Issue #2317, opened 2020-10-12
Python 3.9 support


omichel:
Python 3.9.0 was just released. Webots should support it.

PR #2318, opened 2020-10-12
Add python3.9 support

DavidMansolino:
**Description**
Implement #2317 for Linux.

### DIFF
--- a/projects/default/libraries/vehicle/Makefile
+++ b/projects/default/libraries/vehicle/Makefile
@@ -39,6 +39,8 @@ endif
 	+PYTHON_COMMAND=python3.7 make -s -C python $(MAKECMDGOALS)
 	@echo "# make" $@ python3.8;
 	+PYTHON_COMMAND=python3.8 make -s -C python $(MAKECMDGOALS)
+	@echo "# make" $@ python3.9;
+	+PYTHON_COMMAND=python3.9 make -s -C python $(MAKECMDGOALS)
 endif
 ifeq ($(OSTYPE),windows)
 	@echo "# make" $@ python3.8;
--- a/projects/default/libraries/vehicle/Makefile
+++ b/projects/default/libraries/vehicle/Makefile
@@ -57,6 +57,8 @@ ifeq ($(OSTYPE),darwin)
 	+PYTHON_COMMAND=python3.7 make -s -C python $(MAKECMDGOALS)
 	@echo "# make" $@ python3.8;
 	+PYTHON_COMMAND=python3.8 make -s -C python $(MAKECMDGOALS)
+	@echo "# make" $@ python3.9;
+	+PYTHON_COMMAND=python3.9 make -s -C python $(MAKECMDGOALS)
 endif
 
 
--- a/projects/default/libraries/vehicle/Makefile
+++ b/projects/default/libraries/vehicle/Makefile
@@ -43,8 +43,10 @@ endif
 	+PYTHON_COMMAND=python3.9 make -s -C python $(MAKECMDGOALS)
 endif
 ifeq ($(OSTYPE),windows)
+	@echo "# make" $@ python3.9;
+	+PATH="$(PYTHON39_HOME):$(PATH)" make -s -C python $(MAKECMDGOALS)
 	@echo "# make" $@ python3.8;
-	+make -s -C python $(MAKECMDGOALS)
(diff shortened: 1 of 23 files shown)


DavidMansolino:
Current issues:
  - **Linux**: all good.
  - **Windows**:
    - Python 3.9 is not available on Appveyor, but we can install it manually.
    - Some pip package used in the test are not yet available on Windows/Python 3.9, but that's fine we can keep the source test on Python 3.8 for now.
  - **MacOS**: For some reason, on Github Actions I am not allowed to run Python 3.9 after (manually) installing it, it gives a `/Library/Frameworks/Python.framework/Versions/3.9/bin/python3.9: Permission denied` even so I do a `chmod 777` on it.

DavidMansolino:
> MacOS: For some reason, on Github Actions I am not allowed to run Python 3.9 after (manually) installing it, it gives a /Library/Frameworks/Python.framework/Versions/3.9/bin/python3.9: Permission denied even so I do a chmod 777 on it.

━━━━

## The problem
In the entries above, find every line holding the word "Versions" and copy it out.

## Solution to the problem
  - **MacOS**: For some reason, on Github Actions I am not allowed to run Python 3.9 after (manually) installing it, it gives a `/Library/Frameworks/Python.framework/Versions/3.9/bin/python3.9: Permission denied` even so I do a `chmod 777` on it.
> MacOS: For some reason, on Github Actions I am not allowed to run Python 3.9 after (manually) installing it, it gives a /Library/Frameworks/Python.framework/Versions/3.9/bin/python3.9: Permission denied even so I do a chmod 777 on it.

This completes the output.